[Opening STORED DATA section]

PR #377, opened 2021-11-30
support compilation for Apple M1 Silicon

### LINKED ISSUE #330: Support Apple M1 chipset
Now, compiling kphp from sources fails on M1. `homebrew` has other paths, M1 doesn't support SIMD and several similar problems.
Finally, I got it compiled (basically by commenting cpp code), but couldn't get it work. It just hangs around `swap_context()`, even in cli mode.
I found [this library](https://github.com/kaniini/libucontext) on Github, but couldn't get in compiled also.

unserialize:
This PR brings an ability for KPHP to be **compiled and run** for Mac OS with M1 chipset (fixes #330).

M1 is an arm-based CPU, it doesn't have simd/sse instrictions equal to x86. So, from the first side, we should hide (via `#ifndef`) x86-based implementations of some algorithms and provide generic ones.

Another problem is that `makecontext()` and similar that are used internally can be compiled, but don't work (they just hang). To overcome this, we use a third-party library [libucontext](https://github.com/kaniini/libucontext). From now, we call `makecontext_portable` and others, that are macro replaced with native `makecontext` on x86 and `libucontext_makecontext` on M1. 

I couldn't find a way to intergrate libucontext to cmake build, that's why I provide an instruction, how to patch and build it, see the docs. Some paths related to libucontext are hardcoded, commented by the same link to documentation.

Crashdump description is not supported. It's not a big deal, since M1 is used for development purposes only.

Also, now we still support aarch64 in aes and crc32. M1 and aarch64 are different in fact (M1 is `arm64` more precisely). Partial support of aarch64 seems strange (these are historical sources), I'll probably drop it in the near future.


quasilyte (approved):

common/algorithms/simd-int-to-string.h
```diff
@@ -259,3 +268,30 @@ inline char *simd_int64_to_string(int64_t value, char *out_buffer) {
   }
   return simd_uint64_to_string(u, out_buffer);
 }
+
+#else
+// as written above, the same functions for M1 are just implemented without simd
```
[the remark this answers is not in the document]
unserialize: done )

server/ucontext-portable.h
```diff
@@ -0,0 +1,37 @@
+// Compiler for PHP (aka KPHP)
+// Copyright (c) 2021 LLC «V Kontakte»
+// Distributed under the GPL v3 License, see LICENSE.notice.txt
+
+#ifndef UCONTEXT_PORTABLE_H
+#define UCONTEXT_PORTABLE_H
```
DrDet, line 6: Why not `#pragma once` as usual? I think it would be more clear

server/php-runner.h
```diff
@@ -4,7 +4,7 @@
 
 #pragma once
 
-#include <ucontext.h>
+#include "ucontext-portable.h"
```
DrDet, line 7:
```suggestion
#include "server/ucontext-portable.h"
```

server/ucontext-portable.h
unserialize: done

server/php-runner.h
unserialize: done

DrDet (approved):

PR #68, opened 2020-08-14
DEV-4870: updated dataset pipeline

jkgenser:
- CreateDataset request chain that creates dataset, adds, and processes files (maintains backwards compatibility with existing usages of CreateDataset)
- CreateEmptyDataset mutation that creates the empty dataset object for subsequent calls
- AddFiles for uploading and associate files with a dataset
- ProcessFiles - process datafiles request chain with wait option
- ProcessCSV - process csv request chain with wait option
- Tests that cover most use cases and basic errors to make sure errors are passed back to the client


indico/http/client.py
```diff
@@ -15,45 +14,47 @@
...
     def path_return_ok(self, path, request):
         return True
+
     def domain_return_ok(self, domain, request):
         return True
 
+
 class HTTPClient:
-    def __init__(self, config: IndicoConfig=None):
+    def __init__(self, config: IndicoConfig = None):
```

[Closing STORED DATA section]
[Opening STORED DATA section]

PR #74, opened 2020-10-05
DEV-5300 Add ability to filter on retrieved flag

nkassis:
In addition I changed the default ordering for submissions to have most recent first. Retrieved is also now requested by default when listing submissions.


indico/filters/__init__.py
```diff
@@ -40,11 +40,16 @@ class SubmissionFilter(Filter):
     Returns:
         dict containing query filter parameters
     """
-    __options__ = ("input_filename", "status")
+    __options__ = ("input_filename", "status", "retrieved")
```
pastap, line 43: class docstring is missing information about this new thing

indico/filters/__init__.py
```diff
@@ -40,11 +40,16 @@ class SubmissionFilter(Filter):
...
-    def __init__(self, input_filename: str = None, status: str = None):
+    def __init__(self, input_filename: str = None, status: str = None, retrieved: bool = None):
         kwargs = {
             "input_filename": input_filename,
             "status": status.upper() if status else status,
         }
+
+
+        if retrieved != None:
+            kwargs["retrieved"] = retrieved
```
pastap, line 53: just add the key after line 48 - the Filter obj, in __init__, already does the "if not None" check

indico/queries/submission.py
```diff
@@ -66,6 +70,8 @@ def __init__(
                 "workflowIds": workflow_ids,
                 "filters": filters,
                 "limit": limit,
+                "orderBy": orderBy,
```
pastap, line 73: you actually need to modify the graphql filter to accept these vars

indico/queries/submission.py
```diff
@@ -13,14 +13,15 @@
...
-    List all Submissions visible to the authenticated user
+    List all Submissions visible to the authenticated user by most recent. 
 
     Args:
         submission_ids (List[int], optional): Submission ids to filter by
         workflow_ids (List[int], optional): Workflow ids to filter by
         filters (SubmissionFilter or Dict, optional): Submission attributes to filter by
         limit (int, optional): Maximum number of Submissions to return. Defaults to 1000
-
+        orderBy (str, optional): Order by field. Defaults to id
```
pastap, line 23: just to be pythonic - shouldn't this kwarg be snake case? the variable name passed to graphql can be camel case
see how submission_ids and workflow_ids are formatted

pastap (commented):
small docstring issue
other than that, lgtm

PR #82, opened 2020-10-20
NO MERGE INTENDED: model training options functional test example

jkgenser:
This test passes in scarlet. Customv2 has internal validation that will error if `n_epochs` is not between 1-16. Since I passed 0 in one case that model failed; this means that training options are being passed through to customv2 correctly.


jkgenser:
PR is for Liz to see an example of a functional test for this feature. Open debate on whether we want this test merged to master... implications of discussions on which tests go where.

[Closing STORED DATA section]

EXERCISE>
Look above for the line that contains "PR #377, opened 2021-11-30". Starting there, transcribe every line exactly until you have copied the line that contains "M1 is an arm-based".

FINAL ANSWER>
PR #377, opened 2021-11-30
support compilation for Apple M1 Silicon

### LINKED ISSUE #330: Support Apple M1 chipset
Now, compiling kphp from sources fails on M1. `homebrew` has other paths, M1 doesn't support SIMD and several similar problems.
Finally, I got it compiled (basically by commenting cpp code), but couldn't get it work. It just hangs around `swap_context()`, even in cli mode.
I found [this library](https://github.com/kaniini/libucontext) on Github, but couldn't get in compiled also.

unserialize:
This PR brings an ability for KPHP to be **compiled and run** for Mac OS with M1 chipset (fixes #330).

M1 is an arm-based CPU, it doesn't have simd/sse instrictions equal to x86. So, from the first side, we should hide (via `#ifndef`) x86-based implementations of some algorithms and provide generic ones.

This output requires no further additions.